-------- Material shown --------
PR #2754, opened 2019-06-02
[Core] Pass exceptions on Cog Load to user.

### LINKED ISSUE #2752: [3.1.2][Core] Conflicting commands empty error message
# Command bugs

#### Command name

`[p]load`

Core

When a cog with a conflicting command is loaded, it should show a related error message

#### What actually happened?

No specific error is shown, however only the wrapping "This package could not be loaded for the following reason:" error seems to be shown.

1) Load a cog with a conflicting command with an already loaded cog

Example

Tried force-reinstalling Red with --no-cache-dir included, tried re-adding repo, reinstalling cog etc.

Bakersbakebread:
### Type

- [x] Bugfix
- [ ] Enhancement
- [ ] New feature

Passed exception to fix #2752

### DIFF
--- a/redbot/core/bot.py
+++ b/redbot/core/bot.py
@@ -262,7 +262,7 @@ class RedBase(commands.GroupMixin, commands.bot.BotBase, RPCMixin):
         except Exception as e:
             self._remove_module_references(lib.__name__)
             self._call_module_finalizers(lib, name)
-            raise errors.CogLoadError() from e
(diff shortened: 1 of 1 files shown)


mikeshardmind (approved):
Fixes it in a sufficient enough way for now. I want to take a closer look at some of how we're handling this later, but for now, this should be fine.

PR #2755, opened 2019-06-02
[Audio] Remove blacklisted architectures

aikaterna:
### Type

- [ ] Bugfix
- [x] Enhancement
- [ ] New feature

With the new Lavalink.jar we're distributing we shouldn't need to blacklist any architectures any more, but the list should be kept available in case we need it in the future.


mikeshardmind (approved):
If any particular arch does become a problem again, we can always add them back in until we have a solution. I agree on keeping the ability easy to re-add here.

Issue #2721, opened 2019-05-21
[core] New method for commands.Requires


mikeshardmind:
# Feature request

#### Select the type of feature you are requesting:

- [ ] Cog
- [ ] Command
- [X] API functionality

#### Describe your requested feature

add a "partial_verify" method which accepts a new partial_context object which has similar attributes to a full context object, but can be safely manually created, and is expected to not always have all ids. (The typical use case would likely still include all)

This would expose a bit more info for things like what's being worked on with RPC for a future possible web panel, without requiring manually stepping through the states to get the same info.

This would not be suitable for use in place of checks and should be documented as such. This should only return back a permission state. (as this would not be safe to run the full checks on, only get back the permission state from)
--------
» **What you need to do**
Your answer should be the exact lines above from the one with "- [ ] Command" through the one with "still include all)", both included, and nothing besides.

» **Your solution**
- [ ] Command
- [X] API functionality

#### Describe your requested feature

add a "partial_verify" method which accepts a new partial_context object which has similar attributes to a full context object, but can be safely manually created, and is expected to not always have all ids. (The typical use case would likely still include all)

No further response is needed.